Governor Garcia, for his part, denied that the blackout was the result of the country’s decade long economic slump. He insisted that the switch at the power plant was not properly maintained. Puerto Rico’s electric company faces a $9 billion deficit and numerous allegations of corruption.
These corruption charges are not confined to the utility companies by any means. Garcia’s own campaign manager has been accused of illegally soliciting cash donations, and the president of the House of Representatives was forced to resign.
Puerto Rico is now undergoing massive austerity on behalf of Wall Street banks and hedge funds that are demanding the former US colony “restructure” $70 billion in public debt, $20,000 for every man, woman, and child on the island. The country's gross national product has contracted in eight of the last nine years. Government corruption has diverted public funds from going to socially useful projects to wasteful ones.
As Emilio Pantojas Garcia, professor of Sociology at the University of Puerto Rico wrote in an article titled, “Is Puerto Rico Greece in the Caribbean?” published in the Winter 2016 edition of the Fletcher Forum of World Affairs, the government used bonds starting under the governorship of Pedro Rossello (1993-2001) to finance “mega public works projects.”
“Examples of major projects undertaken with bond issues guaranteed with future income to be realized from the fees of [the Puerto Rico Electric Power Authority and the Puerto Rico Aqueduct and Sewer Authority] include the ‘Super Aqueduct’ of the PRASA and two natural gas pipelines … of PREPA, which were intended to deliver natural gas from ports to various power plants. Other projects included the ‘Urban Train’ subway, a multi-purpose coliseum, and various municipal projects.

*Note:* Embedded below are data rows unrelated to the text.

PR #1149, opened 2024-02-20
Chore/lock repos when repairing

alexanderleegs:
This PR locks the repo during the time site repair is being done, to prevent editing by users during this period.

### DIFF
--- a/src/utils/mutex-utils.js
+++ b/src/utils/mutex-utils.js
@@ -37,7 +37,7 @@ const mockUnlock = (siteName) => {
 
 const lock = async (siteName, lockLengthSeconds = 60) => {
   try {
-    const ONE_MIN_FROM_CURR_DATE_IN_SECONDS_FROM_EPOCH_TIME =
+    const expiryTime =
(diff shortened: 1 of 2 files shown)


src/utils/mutex-utils.js
```diff
@@ -35,10 +35,10 @@ const mockUnlock = (siteName) => {
   mockMutexObj[siteName] = false
 }
 
-const lock = async (siteName) => {
+const lock = async (siteName, lockLengthSeconds = 60) => {
   try {
     const ONE_MIN_FROM_CURR_DATE_IN_SECONDS_FROM_EPOCH_TIME =
```
dcshzj, line 40: nit: the "one min" isn't true anymore, might want to rename the variable to avoid confusion?

dcshzj (approved):

src/utils/mutex-utils.js
alexanderleegs: Fixed in https://github.com/isomerpages/isomercms-backend/pull/1149/commits/0cc6344c3cb654f3f7fd5dc3b009b514ccf9aa23!

PR #1156, opened 2024-02-21
fix(dompurify): further limit src

kishore03109:
copy paste to backend for fe code [here](https://github.com/isomerpages/isomercms-frontend/pull/1809)

### DIFF
--- a/src/services/utilServices/Sanitizer.ts
+++ b/src/services/utilServices/Sanitizer.ts
@@ -1,5 +1,19 @@
 import DOMPurify from "isomorphic-dompurify"
 
+/**
+ * While we do have a CSP in place, we want to further restrict the content that
+ * that the user can input.
+ * NOTE: Any changes to this list should also be updated in frontend code
+ */
+const ALLOWED_SRC = [
+  "//www.instagram.com/embed.js",
+  "https://www.evvochannel.tv/jwplayer7/jwplayer.js",
+  "/jquery/resize-tables.js",
+  "/jquery/jquery.min.js",
+  "/jquery/bp-menu-new-tab.js",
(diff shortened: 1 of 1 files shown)


src/services/utilServices/Sanitizer.ts
```diff
@@ -1,5 +1,19 @@
...
+ * NOTE: Any changes to this list should also be updated in frontend code
+ */
+const ALLOWED_SRC = [
+  "//www.instagram.com/embed.js",
+  "https://www.evvochannel.tv/jwplayer7/jwplayer.js",
+  "/jquery/resize-tables.js",
+  "/jquery/jquery.min.js",
+  "/jquery/bp-menu-new-tab.js",
+  "//s3.amazonaws.com/downloads.mailchimp.com/js/mc-validate.js",
+]
```
dcshzj, line 15: question (blocking): where did you get `evvochannel.tv` and `s3.amazonaws.com` ones from? Those domains are not whitelisted inside our CSP currently.

src/services/utilServices/Sanitizer.ts
```diff
@@ -18,9 +32,14 @@ DOMPurify.setConfig({
 DOMPurify.addHook("uponSanitizeElement", (node, data) => {
   // Allow script tags if it has a src attribute
   // Script sources are handled by our CSP sanitiser
```
dcshzj, line 34: nit: can remove this comment now since we no longer rely on the CSP.

src/services/utilServices/Sanitizer.ts
kishore03109: wah interesting, i did a grep search on existing repos to maintain parity, which is where i got this. Will remove these two + let ops know that this functionality for these sites are broken

dcshzj (approved):

PR #1166, opened 2024-02-23
02 01 build deps add parser as dep

kishore03109:
## Problem

duplicate of #1118. had to rollback during release due to package lock issues that i faced and could not debug immediately and did not want to block release.


timotheeg (approved):
lgtm

PR #1168, opened 2024-02-25
02 01 core parser logic

kishore03109:
## Problem

dup of already approved #1119. this was cut from release due to package lock issues that occurred during release


src/services/review/RepoCheckerService.ts
```diff
@@ -0,0 +1,223 @@
...
+            return
+          }
+          const html = await marked.parse(fileContent)
+          const dom = new JSDOM(html)
+          const anchorTags = dom.window.document.querySelectorAll("a")
+          forEach(anchorTags, (tag) => {
+            const href = tag.getAttribute("href")
+            const text = tag.textContent
+            if (href) {
+              const encodedHref = this.documentPathDecoder(href)
```
timotheeg, line 65: Hm 🤔 , the var name is `encodedHref`, but conditionally `documentPathDecoder()` calls `decodeURIComponent()`, so the result is a decoded href?. In fact based on this code, if `href` is a full url, `documentPathDecoder()` should use `decodeUri()`, rather than `decodeURIComponent()`, no? 🤔

package.json
```diff
@@ -118,7 +118,7 @@
     "@types/jsdom": "^21.1.1",
     "@types/lodash": "^4.14.186",
     "@types/mock-fs": "^4.13.1",
-    "@types/node": "^17.0.21",
+    "@types/node": "^18.19.18",
```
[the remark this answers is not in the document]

“Of these the ‘Super Aqueduct’ was the only functional project. The urban train operates with a large deficit, and the two gas pipelines were never completed, although the materials were bought and contracts to develop them were issued, as a rule to party donors and affiliates.”
Pantojas Garcia continued, “As a result, 33 members of the Rosselló administration were later indicted and convicted of corruption by U.S. Federal Prosecutors in Puerto Rico. In general, these projects established a 'pay-for-play' scheme, requiring contractors to kick back 10% of the contracts to the ruling party, a practice that became known as 'tithing' (el diezmo).”
Puerto Rico’s economy has stagnated over the last decade, particularly after the 2008 crash. The population has declined every year since 2005 according to the Census Bureau. Last year saw the population decline by 1.7 percent, the biggest drop since at least 2000.
The exodus of Puerto Ricans abroad is the result of no jobs at home. About 46.2 percent of the island lives below the poverty line, compared to 14.8 percent in the US. Puerto Rico’s unemployment rate is at 11.7 percent, down from a high of 16.9 percent after 2008, though more than double the “official” US unemployment rate of 5 percent.
Of course, these figures are an underestimation of the real unemployment rate, which would include those who have stopped looking for work entirely. Puerto Rico’s labor force participation rate has fallen about 9 percentage points since 2007 to 40.6 percent. This is triple the decline in the US, where it fell from 66.4 to 62.8 percent in the same period.
Total employment in Puerto Rico stands at roughly one million, down nearly 300,000 from 2007. Government employment accounts for 70,000 lost jobs. Tourism, one of the few employers on the island, is now threatened with the outbreak of the Zika virus.
Such conditions are what produced this week’s ongoing blackout, the combination of a rotten government infrastructure and over a century of American colonialism.